The Unprincipled Principles of the Detention Business

Ferrovial, a Spanish infrastructure company, has made a take-over offer for Broadspectrum (formerly Transfield), the company that manages Australia’s detention centres as well as a large amount of infrastructure like toll roads. According to press reporting (The Guardian 30 April 16) Ferrovial does not see a strategic position for detention centre management in its business portfolio, has not included it in its valuation of the Broadspectrum business and implied it will be divested once the take-over is completed.

Coming in the week that the PNG Supreme Court found detention of Australian asylum seekers illegal and the PNG Prime Minister’s announcement that the Manus Island detention camp must close, Ferrovial’s intention to divest looks like good news and a perhaps surprisingly honourable decision by the company. It will not do any harm to the growing protest in Australia against detention and criticism of Australian migration policy that is supported by both major political parties, especially with an election only weeks away.

But I say perhaps honourable; we don’t know what was at the heart of Ferrovial’s motivation. Is this a principled decision from Ferrovial’s business ethics standards? Their 2015 Management Report states: ‘The Code of Business Ethics provides that “all actions undertaken by the company and its employees shall scrupulously respect the Human Rights and Civil Liberties enshrined in the Universal Declaration of Human Rights.”’

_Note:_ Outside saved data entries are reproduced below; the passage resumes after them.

PR #329, opened 2017-08-08
wip snapcraft filename template

### LINKED ISSUE #322: Name template for snap packages
Our "final" pipes all have the option of templating the final name, maybe we should add this feature to snaps as well.

caarlos0:
closes #322

### DIFF
--- a/pipeline/defaults/defaults.go
+++ b/pipeline/defaults/defaults.go
@@ -12,7 +12,7 @@ import (
 )
 
 // NameTemplate default name_template for the archive.
-const NameTemplate = "{{ .Binary }}_{{.Version}}_{{ .Os }}_{{ .Arch }}{{ if .Arm }}v{{ .Arm }}{{ end }}"
+const NameTemplate = "{{ .ProjectName }}_{{.Version}}_{{ .Os }}_{{ .Arch }}{{ if .Arm }}v{{ .Arm }}{{ end }}"
 
 // SnapshotNameTemplate represents the default format for snapshot release names.
 const SnapshotNameTemplate = "SNAPSHOT-{{ .Commit }}"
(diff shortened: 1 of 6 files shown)


caarlos0:
cc/ @elopio

pipeline/defaults/defaults.go
```diff
@@ -37,6 +37,12 @@ func (Pipe) Run(ctx *context.Context) error {
 	if ctx.Config.ProjectName == "" {
 		ctx.Config.ProjectName = ctx.Config.Release.GitHub.Name
 	}
+	if ctx.Config.Snapcraft.Name == "" {
+		ctx.Config.Snapcraft.Name = ctx.Config.ProjectName
```
elopio: This feels like the wrong place, don't you think?
The snapcraft pipe should take care of all the things snapcraft. This default file seems like a catch all that goes against the abstraction and modularity of releaser.

But well, this was just a comment that nobody asked about possible changes in the design, for the future. If it works now, it is good for me :D

pipeline/snapcraft/snapcraft.go
```diff
@@ -143,10 +141,17 @@ func create(ctx *context.Context, folder, arch string, binaries []context.Binary
...
 	}
 
-	snap := filepath.Join(
-		ctx.Config.Dist,
-		ctx.Config.ProjectName+"_"+metadata.Version+"_"+arch+".snap",
-	)
+	var target = buildtarget.Target{OS: "linux", Arch: arch}
+	if strings.Contains(arch, "arm") {
+		target.Arch = "arm"
+		target.Arm = strings.Replace(arch, "arm", "", 1)
```
elopio: could this transformation be hidden inside ForSnap, instead of a prerequisite step?

caarlos0:
this was the wrong way of fixing it anyways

Looks good, however, the executive director of the ‘No Business in Abuse’ organisation suggests this move is in response to the ‘legal and financial liability’ of detention centre management, that is, it is a business risk issue. If so, the decision is not in fact principle­–based but is instrumental, on an assessment that weighs risk to the business on financial and, probably, reputational factors.

That means if the business climate changed or if the business could be managed in such a way to minimise reputational damage, then the business of detention would be on again. More importantly, the business decision is made on the basis of the welfare of the company, principally its shareholders, not on the basis of the welfare of asylum seekers. What looks like a welcome ethical decision would be instead an entirely instrumental business decision financial on financial grounds.

Indeed it may put asylum seekers – the ones in Nauru at any rate – at greater risk. Ferrovial will sell-off the detention centre business at a discount because of the high business risk profile and so possibly to a lower cost provider. This would ultimately mean a decline in the volume and quality of services to asylum seekers, if that is possible.